▶ **EXERCISE DETAILS**
Going through the lines below, tally those that include "rzvxa", and give only the number.
─── TASK MATERIAL ───
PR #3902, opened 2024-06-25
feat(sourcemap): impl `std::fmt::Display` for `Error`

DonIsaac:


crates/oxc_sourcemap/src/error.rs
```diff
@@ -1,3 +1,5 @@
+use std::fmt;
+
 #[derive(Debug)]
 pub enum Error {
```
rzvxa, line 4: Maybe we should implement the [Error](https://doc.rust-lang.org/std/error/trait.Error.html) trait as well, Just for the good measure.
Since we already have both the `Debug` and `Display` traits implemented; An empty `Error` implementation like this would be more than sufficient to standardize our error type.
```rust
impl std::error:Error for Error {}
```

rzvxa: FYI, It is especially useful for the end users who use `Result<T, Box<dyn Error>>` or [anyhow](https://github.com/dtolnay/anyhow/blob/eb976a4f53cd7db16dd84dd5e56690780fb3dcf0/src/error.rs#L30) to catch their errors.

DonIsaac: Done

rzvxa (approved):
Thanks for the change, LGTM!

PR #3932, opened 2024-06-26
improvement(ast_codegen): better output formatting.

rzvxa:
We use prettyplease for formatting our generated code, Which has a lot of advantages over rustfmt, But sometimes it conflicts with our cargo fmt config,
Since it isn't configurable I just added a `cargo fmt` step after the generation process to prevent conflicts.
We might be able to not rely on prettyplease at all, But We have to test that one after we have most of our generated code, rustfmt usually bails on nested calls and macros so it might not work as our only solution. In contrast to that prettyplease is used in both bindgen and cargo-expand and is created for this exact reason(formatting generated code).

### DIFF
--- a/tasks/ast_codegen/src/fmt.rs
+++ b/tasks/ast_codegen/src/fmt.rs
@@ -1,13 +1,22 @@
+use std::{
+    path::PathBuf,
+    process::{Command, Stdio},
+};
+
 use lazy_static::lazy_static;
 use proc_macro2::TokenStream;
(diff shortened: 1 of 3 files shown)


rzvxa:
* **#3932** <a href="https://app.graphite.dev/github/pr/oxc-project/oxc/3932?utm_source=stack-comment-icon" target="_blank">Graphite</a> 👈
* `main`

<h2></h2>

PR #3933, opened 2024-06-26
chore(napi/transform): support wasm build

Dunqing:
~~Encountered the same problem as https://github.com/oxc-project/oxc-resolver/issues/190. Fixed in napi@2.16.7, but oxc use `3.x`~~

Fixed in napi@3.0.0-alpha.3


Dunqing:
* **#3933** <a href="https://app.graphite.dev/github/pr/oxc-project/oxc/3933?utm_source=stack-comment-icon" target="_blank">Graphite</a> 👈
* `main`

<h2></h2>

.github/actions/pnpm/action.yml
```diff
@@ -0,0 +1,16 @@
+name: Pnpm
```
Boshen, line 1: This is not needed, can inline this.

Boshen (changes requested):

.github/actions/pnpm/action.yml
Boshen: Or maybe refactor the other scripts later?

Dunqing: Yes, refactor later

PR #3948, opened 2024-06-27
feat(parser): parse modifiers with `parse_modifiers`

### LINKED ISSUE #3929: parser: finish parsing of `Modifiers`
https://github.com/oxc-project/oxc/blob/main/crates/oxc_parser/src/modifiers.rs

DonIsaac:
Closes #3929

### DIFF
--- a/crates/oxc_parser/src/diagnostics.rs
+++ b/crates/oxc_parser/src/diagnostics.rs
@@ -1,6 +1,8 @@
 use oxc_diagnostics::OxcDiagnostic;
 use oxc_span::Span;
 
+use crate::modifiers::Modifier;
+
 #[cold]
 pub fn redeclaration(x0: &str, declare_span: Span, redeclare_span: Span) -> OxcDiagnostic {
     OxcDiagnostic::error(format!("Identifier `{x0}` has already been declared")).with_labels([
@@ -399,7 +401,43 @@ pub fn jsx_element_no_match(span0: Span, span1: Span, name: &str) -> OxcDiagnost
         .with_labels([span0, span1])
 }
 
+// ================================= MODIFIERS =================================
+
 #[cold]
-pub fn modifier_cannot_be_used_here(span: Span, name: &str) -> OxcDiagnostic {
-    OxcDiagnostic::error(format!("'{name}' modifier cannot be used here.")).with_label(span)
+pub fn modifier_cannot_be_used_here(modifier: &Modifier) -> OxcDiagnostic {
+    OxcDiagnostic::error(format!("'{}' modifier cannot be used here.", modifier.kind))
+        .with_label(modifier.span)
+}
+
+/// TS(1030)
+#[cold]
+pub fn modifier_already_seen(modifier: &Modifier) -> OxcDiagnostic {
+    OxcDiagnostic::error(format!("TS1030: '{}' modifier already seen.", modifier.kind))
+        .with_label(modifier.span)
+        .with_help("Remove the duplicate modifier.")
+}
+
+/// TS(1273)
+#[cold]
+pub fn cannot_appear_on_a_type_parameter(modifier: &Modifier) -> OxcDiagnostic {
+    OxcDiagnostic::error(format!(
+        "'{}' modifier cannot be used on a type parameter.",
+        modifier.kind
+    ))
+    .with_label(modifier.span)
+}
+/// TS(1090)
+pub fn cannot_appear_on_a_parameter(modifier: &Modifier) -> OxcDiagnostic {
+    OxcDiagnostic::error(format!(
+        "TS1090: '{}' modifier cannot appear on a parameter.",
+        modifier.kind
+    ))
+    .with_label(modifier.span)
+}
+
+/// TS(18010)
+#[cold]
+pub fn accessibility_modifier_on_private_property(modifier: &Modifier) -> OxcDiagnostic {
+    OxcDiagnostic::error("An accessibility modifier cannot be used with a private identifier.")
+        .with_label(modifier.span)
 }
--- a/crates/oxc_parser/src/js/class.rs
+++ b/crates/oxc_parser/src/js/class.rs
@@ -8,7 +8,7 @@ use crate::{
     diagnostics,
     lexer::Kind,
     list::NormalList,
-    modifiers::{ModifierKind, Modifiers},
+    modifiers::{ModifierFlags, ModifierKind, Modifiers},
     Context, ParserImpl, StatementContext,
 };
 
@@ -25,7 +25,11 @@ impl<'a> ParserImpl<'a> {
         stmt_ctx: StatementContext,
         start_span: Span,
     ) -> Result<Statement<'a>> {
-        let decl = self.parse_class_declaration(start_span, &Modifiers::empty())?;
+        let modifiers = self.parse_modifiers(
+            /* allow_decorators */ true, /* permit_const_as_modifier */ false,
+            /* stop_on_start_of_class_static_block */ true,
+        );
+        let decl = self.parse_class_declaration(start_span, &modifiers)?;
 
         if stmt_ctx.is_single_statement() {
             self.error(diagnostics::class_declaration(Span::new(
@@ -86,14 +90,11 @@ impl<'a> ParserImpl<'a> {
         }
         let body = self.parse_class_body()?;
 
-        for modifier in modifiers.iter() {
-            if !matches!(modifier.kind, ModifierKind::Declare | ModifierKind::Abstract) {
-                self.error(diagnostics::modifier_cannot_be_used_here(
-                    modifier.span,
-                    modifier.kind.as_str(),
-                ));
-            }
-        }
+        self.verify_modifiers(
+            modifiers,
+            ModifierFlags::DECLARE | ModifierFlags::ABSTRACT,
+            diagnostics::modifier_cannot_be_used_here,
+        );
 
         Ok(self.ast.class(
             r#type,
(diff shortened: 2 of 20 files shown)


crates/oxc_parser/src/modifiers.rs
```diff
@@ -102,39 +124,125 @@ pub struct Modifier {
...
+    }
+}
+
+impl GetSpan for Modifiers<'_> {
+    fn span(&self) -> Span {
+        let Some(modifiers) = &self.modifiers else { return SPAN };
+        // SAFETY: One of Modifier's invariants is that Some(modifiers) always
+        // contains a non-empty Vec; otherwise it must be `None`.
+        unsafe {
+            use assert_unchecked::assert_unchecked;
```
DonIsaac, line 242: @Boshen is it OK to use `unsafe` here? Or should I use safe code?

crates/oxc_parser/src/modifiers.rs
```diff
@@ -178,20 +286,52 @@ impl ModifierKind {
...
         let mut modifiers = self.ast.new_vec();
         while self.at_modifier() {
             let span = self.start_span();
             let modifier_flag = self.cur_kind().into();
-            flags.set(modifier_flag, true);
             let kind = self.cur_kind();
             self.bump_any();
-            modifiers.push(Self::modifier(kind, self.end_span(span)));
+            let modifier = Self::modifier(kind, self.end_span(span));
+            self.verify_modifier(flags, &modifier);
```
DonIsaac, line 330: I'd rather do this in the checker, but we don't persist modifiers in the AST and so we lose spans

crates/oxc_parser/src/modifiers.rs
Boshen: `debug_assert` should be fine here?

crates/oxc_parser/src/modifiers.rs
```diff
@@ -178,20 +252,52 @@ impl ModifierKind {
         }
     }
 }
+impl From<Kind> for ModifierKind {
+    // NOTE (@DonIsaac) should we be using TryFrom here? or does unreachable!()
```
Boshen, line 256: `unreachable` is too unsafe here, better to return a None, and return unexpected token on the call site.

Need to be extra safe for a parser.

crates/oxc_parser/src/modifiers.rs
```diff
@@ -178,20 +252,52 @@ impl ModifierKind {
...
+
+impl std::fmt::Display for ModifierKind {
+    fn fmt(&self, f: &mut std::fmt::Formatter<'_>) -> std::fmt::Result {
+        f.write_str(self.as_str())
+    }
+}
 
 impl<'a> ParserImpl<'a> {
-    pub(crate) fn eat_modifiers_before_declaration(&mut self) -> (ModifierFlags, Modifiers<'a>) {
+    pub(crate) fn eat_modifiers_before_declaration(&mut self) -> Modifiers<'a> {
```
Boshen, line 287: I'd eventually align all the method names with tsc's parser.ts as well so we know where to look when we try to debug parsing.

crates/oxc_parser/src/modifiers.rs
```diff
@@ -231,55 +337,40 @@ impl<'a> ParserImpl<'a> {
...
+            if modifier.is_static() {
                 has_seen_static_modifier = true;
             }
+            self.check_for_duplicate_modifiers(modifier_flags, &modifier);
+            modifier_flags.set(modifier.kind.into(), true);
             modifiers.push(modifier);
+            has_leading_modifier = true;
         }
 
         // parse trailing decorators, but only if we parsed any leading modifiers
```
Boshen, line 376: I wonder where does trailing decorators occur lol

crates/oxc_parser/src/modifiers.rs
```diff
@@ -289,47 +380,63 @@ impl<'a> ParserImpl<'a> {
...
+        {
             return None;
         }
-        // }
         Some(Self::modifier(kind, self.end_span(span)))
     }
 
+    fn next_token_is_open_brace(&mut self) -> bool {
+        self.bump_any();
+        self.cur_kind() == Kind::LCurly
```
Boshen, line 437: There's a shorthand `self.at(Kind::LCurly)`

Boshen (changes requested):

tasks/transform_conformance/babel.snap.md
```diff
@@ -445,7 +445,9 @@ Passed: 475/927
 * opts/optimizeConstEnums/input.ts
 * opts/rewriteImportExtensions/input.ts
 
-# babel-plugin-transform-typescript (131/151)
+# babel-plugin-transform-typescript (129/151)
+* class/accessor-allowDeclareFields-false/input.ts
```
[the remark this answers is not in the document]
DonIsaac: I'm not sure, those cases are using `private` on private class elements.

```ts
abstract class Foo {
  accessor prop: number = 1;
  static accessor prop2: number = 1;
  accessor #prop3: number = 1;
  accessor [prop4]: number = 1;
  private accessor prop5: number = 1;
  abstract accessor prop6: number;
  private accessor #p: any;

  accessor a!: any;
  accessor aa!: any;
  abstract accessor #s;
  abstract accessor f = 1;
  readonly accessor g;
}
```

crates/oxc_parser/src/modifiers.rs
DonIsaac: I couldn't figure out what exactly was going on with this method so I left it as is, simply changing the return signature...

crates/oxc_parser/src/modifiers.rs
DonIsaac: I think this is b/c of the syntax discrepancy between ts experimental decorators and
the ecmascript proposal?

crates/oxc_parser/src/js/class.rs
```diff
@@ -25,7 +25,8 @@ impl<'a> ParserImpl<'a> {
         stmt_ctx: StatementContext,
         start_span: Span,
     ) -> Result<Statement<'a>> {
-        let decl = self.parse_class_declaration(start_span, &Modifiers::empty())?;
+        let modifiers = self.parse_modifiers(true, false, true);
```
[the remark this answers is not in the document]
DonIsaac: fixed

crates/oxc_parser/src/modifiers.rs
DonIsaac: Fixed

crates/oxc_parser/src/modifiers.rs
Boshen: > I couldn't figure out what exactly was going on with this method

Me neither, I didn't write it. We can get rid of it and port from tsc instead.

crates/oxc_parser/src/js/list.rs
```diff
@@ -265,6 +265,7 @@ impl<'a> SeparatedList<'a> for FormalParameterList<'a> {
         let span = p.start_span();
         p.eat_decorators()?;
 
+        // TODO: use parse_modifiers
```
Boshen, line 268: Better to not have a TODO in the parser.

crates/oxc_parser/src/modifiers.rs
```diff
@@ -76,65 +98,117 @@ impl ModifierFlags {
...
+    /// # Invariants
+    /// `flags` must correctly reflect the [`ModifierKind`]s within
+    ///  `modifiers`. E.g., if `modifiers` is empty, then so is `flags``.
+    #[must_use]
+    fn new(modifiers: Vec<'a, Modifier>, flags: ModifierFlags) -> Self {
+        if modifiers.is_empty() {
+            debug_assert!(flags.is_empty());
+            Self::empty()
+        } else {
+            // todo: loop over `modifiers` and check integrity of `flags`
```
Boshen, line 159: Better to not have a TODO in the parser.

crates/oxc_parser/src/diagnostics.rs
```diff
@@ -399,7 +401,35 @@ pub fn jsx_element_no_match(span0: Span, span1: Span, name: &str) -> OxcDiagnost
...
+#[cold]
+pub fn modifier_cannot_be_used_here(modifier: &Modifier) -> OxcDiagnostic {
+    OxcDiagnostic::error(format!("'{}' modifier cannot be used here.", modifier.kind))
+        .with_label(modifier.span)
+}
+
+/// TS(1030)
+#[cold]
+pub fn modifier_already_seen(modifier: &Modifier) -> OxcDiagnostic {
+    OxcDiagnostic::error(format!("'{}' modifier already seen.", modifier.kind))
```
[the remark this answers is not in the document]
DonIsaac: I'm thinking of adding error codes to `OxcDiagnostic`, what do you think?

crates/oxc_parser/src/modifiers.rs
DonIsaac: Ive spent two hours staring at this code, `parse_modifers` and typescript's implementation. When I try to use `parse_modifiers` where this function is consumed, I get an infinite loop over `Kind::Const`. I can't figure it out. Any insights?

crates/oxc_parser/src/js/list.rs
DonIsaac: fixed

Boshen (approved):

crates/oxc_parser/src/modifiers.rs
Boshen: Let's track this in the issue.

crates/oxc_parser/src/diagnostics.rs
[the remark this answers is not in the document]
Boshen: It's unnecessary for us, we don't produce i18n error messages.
───
▶ **RESULT FOR THIS TASK**
5